Introduction
Nokia, a Finnish telecommunications giant, announced on Thursday its plan to cut up to 14,000 jobs due to a significant decline in third-quarter earnings. This move is part of their cost reduction strategy.
Addressing the Challenging Market Environment
In response to the challenging market environment, Nokia aims to lower its cost base and improve operational efficiency. The company plans to achieve a gross cost reduction of 800 million euros ($842.5 billion) to 1.2 billion euros by the end of 2026.
Impact on Employees
As a result of these measures, the number of Nokia employees will decrease from the current 86,000 to a range of 72,000 to 77,000.
Third-Quarter Financial Performance
Nokia reported a 20% year-on-year decline in net sales for the third quarter, amounting to 4.98 billion euros.

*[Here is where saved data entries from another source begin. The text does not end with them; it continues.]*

PR #988, opened 2020-06-08
use __CUDACC_VER_MAJOR__ instead of AMREX_NVCC_MAJOR_VERSION, which i…

### LINKED ISSUE #987: AMREX_NVCC_MAJOR_VERSION issue
Seems like AMREX_NVCC_MAJOR_VERSION is not longer defined but is still being used in some places.

https://github.com/AMReX-Codes/amrex/blob/86a361c8856bdda455e3fe7d2c01b4d7ce35261a/Src/Base/AMReX_GpuDevice.cpp#L281

WeiqunZhang:
…s gone

### DIFF
--- a/Src/Base/AMReX_GpuDevice.cpp
+++ b/Src/Base/AMReX_GpuDevice.cpp
@@ -278,7 +278,7 @@ Device::Initialize ()
     // is only available starting from CUDA 10.0, so we will
     // leave num_devices_used as 0 for older CUDA toolkits.
 
-#if AMREX_NVCC_MAJOR_VERSION >= 10
+#if (__CUDACC_VER_MAJOR__ >= 10)
     size_t uuid_length = 16;
     size_t recv_sz = uuid_length * ParallelDescriptor::NProcs();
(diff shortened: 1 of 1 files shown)


Src/Base/AMReX_GpuDevice.cpp
```diff
@@ -278,7 +278,7 @@ Device::Initialize ()
     // is only available starting from CUDA 10.0, so we will
     // leave num_devices_used as 0 for older CUDA toolkits.
 
-#if AMREX_NVCC_MAJOR_VERSION >= 10
+#if (__CUDACC_VER_MAJOR__ >= 10)
```
maximumcats, line 281: Are we sure this works in all compilers we work with, or do we need to guard this with an #ifdef?

maximumcats: Oh nevermind, we only get here inside AMREX_USE_CUDA, so I think it's fine.

maximumcats (approved):

PR #964, opened 2020-06-02
CMake CUDA: Cleanups & CCache

ax3l:
- gencode: use no-space syntax; this confuses/breaks with CCache<4.0 (all available releases today) and is complicating deduplication operations on lists (see e.g. https://github.com/alpaka-group/alpaka/pull/991)
- min. CXX standard in CUDA: technically the right thing to set this as well for the CMake CUDA C++ language

Now AMReX + CMake 3.17 + CUDA works with [CCache 3.7.9](https://ccache.dev/releasenotes.html#_ccache_3_7_9) ([more cross-links](https://github.com/spack/spack/pull/16902), [more](https://github.com/ccache/ccache/issues/560#issuecomment-597621694)). Since this is a severe productivity plus I label this "install" + "performance" ;-)

Note: downstream projects might want to add this to their `CMakeLists.txt`:
```cmake
find_program(CCACHE_PROGRAM ccache)
if(CCACHE_PROGRAM)
    set(CMAKE_CXX_COMPILER_LAUNCHER "${CCACHE_PROGRAM}")
    if(ENABLE_CUDA)
        set(CMAKE_CUDA_COMPILER_LAUNCHER "${CCACHE_PROGRAM}")
    endif()
endif()
```

CCache does [not support Fortran](https://ccache.dev/platform-compiler-language-support.html).

PR #990, opened 2020-06-08
CMake: Guard 3.17+ Feature

ax3l:
We still support CMake 3.14+

Follow-up to #964


ax3l:
oh wait, that's guarded already.

PR #3996, opened 2024-06-20
Workaround std::exclusive_scan issue with old compilers

WeiqunZhang:
Some systems do not have std::exclusive_scan. Thus, we implement a workaround.


WeiqunZhang:
@marchdf

asalmgren (approved):

marchdf:
This built with clang-15 on Frontier.

PR #4006, opened 2024-06-25
HDF5: Correctly choose datatype of plotfile based on RD numBytes

arnav-singhal:
## Summary
If numBytes is 4, use H5T_NATIVE_FLOAT instead of H5T_NATIVE_DOUBLE. This fixes writing real values, as in ExaEpi.
## Additional background
As far as I can tell, whichRD (and therefore whichRDBytes) does not change between levels, so I perform this check outside of the level loop, but if it is indeed possible for these values to change, I can move it inside.
## Checklist

The proposed changes:


atmyers (approved):

atmyers:
Thanks!

PR #4009, opened 2024-06-26
Fix L2 norms in C_util/Convergence codes

ajnonaka:
## Summary

The multifab L2 norm routines simply return sum(a dot a). Thus, when you sum up norms from each grid you do NOT need to take them to the ^NORM power. The cell count (i.e. volume) scaling is performed lower

The formula is now implemented correctly, for p!=0:

L^p = ( 1/Ncell sum (phi_f - phi_c)^p ) ^(1/p)

(note that using cell volume instead of 1/Ncell accomplishes the proper scaling as well, which is what the code does)

## Checklist

The proposed changes:

### DIFF
--- a/Tools/C_util/Convergence/DiffSameDomainRefined.cpp
+++ b/Tools/C_util/Convergence/DiffSameDomainRefined.cpp
@@ -245,7 +245,7 @@ main (int   argc,
 
                     if (norm != 0)
                     {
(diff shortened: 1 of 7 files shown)


zingale:
note that it also worked for p =1

zingale (approved):

zingale:
this is a nice catch.  L2 never behaved well for me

The company’s profit during this period also plummeted by 69% to 133 million euros.
Challenges Faced by Nokia
Nokia, one of the world’s largest telecommunications equipment manufacturers, has been encountering difficulties due to the global economic slowdown and reduced infrastructure spending by mobile operators.
Decline in Mobile Networks Business
The mobile networks business, Nokia’s largest revenue unit, experienced a 24% year-on-year decline in sales, totaling 2.16 billion euros. The division’s operating profit also dropped by 64%.
Regional Factors
Nokia attributed these declines primarily to the North American market. The company also mentioned that sales volumes in India were “moderated” as 5G deployments started to “normalize.”
The Promise of 5G
5G, the next-generation mobile internet technology, offers faster speeds and is expected to revolutionize communication.